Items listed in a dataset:
PR #4526, opened 2024-12-20
fix (shell) : Improve CRC shell detection on unix environments (#3767)

### LINKED ISSUE #3797: improve shell detection for crc.exe running in WSL
### General information
  * OS: Windows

**Problem to solve**
The word to find is "detection". Copy every line of the records that holds it.

**Solved problem**
fix (shell) : Improve CRC shell detection on unix environments (#3767)
### LINKED ISSUE #3797: improve shell detection for crc.exe running in WSL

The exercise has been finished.